Dopo 10 mesi da “Protective Edge”, l’offensiva israeliana contro la Striscia di Gaza che tra luglio e agosto 2014 ha seminato morte e distruzione nell’enclave costiera, per i gazawi è arrivato il mese di Ramadan, il periodo sacro dell’Islam. E anche la preghiera, come tutti gli aspetti della vita dei palestinesi di Gaza, è segnata profondamente dalle conseguenze della violenza sionista. La distruzione totale di 150 moschee, il danneggiamento parziale di altre 67 e l’impossibilità di avviare la ricostruzione per l’assedio che stringe come in una morsa la Striscia hanno costretto i gazawi a cercare luoghi alternativi da adibire alla preghiera.
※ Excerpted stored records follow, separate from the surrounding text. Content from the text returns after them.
Issue #123, opened 2017-10-05
The howto-radio-group example doesn't have a label


slauriat:
The example has labels for each radiobutton, but not for the overall group. Looking at http://dash-elements.surma.link/0d0e37e38d2992bab729500d8efe9972d9f5501f/howto-radio-group/ I would expect a label of "Beverage" or something.

robdodson:
Good catch. I'll see if we can use [howto-label](https://github.com/GoogleChromeLabs/howto-components/tree/master/elements/howto-label) on it. That just recently landed.

robdodson:
Fixed with the power of fieldset

PR #124, opened 2017-10-07
Ratcheting

robdodson:
@surma FYI

Just tidying up some stuff. I did a little trick to make howto-label available in demos.

@slauriat I think this should address #123, can you verify I'm using fieldset correctly here:
https://github.com/GoogleChromeLabs/howto-components/compare/ratcheting?expand=1#diff-44055033e9c75ba1de2117d595729201R13

### DIFF
--- a/elements/howto-checkbox/howto-checkbox.js
+++ b/elements/howto-checkbox/howto-checkbox.js
@@ -38,16 +38,16 @@
       :host([hidden]) {
         display: none;
       }
-      :host([aria-checked="true"]) {
+      :host([checked]) {
         background: url('{%PATH%}/images/checked-checkbox.svg') no-repeat;
         background-size: contain;
       }
-      :host([aria-disabled="true"]) {
+      :host([disabled]) {
         background:
           url('{%PATH%}/images/unchecked-checkbox-disabled.svg') no-repeat;
         background-size: contain;
       }
-      :host([aria-checked="true"][aria-disabled="true"]) {
+      :host([checked][disabled]) {
         background:
           url('{%PATH%}/images/checked-checkbox-disabled.svg') no-repeat;
         background-size: contain;
@@ -106,7 +106,7 @@
       this._upgradeProperty('checked');
       this._upgradeProperty('disabled');
 
-      this.addEventListener('keydown', this._onKeyDown);
+      this.addEventListener('keyup', this._onKeyUp);
       this.addEventListener('click', this._onClick);
     }
 
@@ -124,7 +124,7 @@
      * removing event listeners.
      */
     disconnectedCallback() {
-      this.removeEventListener('keydown', this._onKeyDown);
+      this.removeEventListener('keyup', this._onKeyUp);
       this.removeEventListener('click', this._onClick);
     }
 
@@ -190,7 +190,7 @@
       }
     }
 
-    _onKeyDown(event) {
+    _onKeyUp(event) {
       // Don’t handle modifier shortcuts typically used by assistive technology.
       if (event.altKey)
         return;
--- a/elements/howto-checkbox/README.md
+++ b/elements/howto-checkbox/README.md
@@ -19,7 +19,8 @@ checked states.
 
 The checkbox also supports a `disabled` state. If either the `disabled` property
 is set to true or the `disabled` attribute is applied, the checkbox sets
-`aria-disabled="true"` and set `tabindex="-1"`.
+`aria-disabled="true"`, removes the `tabindex` attribute, and returns focus
+to the document if the checkbox is the current `activeElement`.
 
 Warning: Just because you _can_ build a custom element checkbox, doesn't
 necessarily mean that you _should_. As this example shows, you will need to add
--- a/elements/howto-checkbox/demo.html
+++ b/elements/howto-checkbox/demo.html
@@ -15,7 +15,7 @@ limitations under the License.
   howto-checkbox {
     vertical-align: middle;
   }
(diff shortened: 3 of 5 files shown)


robdodson:
Oh I should also mention, I'm moving away from directly styling ARIA states, and instead treating ARIA as an implementation detail. Since setting `.checked` or `[checked]` on a `howto-checkbox` will also set `aria-checked` as a side effect, we can make it so the consumer never needs to know that ARIA is operating under the hood. Ultimately this will be good when something like AOM lands because Custom Elements wouldn't even need to sprout ARIA attributes, they could just do `this.acessibleNode.checked = true`.

elements/howto-checkbox/howto-checkbox.js
```diff
@@ -106,7 +106,7 @@
       this._upgradeProperty('checked');
       this._upgradeProperty('disabled');
 
-      this.addEventListener('keydown', this._onKeyDown);
+      this.addEventListener('keyup', this._onKeyUp);
```
surma: Is this intentional? I mean, for checkbox it makes sense to not rapidly change the `.checked` state when holding space, but for example in `howto-menu` should holding “arrow down” not cycle through the list?

surma (approved):
One minor Q, but LGTM :)

elements/howto-checkbox/howto-checkbox.js
robdodson: yeah that's why I limited it to just this component. I looked at what `<input type=checkbox>` does here and it doesn't rapidly toggle when you hold space. It _does_ show an active state which is something we could add as an extra layer of polish someday.

nathanhammond: It is also possible to trigger the down state by pressing on the associated label element so that a user can visually confirm the connection between label and checkbox. That is _why_ that state exists and isn't something that I consider to be polish. I'd love for this to actually be tackled since this library is intended to be a reference point.

A few additional notes while I'm here:
- It should disable dragging on the custom element.
- Global `mouseup` and (possibly) `keyup` listeners are required to reset the down state in case they don't occur on the same element.
- To get identical reading output to native and work around reading checkbox state backward in Chrome you'll need to use `aria-labelledby` to relate checkbox to label.
- Form submissions can be made to work by mirroring to a `display: none` `input type=checkbox`.
- Nested usage is a thing and is an especially good pattern for braille keyboards: `<label><checkbox> blah blah</label>`. Also, should work without having to specify identifiers.

/me disappears to my hole again.

robdodson: > It is also possible to trigger the down state by pressing on the associated label element so that a user can visually confirm the connection between label and checkbox. That is why that state exists and isn't something that I consider to be polish. I'd love for this to actually be tackled since this library is intended to be a reference point.

Interesting point about the label. The howto-label that was added in this PR does allow you to click on the label to toggle the control but neither support an `:active` state. I'll have to look into that as a future addition.

> It should disable dragging on the custom element.

Sorry for the dumb question, but I'm not sure I understand what you mean? Which CSS property are you referring to here? I don't think we allow any dragging but I'm probably missing something :)

> Global mouseup and (possibly) keyup listeners are required to reset the down state in case they don't occur on the same element.

I just checked the native `<input type=checkbox>` and it doesn't toggle state if you mousedown on the checkbox and then mouseup on a different node. It's as if you never clicked on it. That's the behavior we're emulating here. Again, maybe I'm missing something?

> Form submissions can be made to work by mirroring to a display: none input type=checkbox.

Yeah we mention this [in the docs](https://github.com/GoogleChromeLabs/howto-components/commit/7ca365291863f310c5006a01ec3029c62a485a6b#diff-10b8d4b4ed0ea3751111d373734e9fbaR24). I guess this is kind of an editorial decision where we didn't want to pick a specific solution because there's a few different ways folks could skin this cat. At TPAC we're going to see if we can get some folks to discuss an [onSubmitCallback](https://github.com/w3c/webcomponents/issues/187). I need to think about this one a bit more... I'm not opposed to injecting a hidden input because others have asked how to make a custom element work in a form. We would just need to call out that there are other ways to solve the problem (like creating a custom form element or submitting the form yourself using AJAX).

> Nested usage is a thing and is an especially good pattern for braille keyboards: <label><checkbox> blah blah</label>.

howto-label supports this.

> Also, should work without having to specify identifiers.

The only scenario where you need special identifiers for nested content is if you nest multiple elements within the label. That's mainly to avoid having to hard code a list of supported elements in our custom label and letting it support whatever custom element you want. I guess an alternative approach would be to have it find the first child with something like a `.value` property and consider that its target?

nathanhammond: > It should disable dragging on the custom element.

You can't click and drag a `input type=checkbox`. You can (in certain browsers, not sure which off the top of my head) drag a `div`. This is important for users with low motor accuracy. Click and accidentally drag and it shouldn't trigger this behavior. This is simply, `ondragstart` `event.preventDefault();`

> Global mouseup and (possibly) keyup listeners are required to reset the down state in case they don't occur on the same element.

This comment was regarding the down state only. If you "down" on the element and "up" on another node (or outside of the browser) you need to remove the down state. Attaching a listener to `document` (not `document.body`) handles this.

> Find the first child with something like a `.value` property and consider that its target

It's the set of aria roles in the [taxonomy](https://www.w3.org/TR/wai-aria/rdf_model.svg) for `input` plus the default form elements.

(Kinda doing this drive by, sorry for terseness.)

Il Palestinian Religious Endowment Ministry ha provveduto ad attrezzare i fedeli di alcune tende, dove potranno recitare le loro cinque preghiere quotidiane. Il Ramadan è il nono mese dell’anno nel calendario lunare dei musulmani. E’ il mese dedicato al digiuno, alla preghiera e alla meditazione. Al tramonto il digiuno viene interrotto e ci si riunisce per il pasto serale, l’Iftar e per recitare particolari preghiere dette Taraweeh.

Ismail Haniyeh, leader di Hamas, ha partecipato alla preghiera nel campo profughi di Al-Shati, nella parte occidentale di Gaza City e, rivolgendosi ai fedeli, ha dichiarato: “La guerra ha segnato lo scorso Ramadan e ora ci troviamo a pagarne le conseguenze in questo Ramadan”. Un pensiero e un messaggio anche per i palestinesi in Siria, nel campo profughi di Yarmouk: “Noi diciamo ai palestinesi di Yarmouk che i nostri cuori sono con loro, i nostri atti sono con loro e le nostre spade sono con loro fino al loro ritorno in Palestina”. Haniyeh ha, inoltre, esortato tutti i musulmani di tutti i Paesi arabi a unirsi alla lotta per la Libertà e la Dignità del popolo palestinese e degli altri popoli oppressi.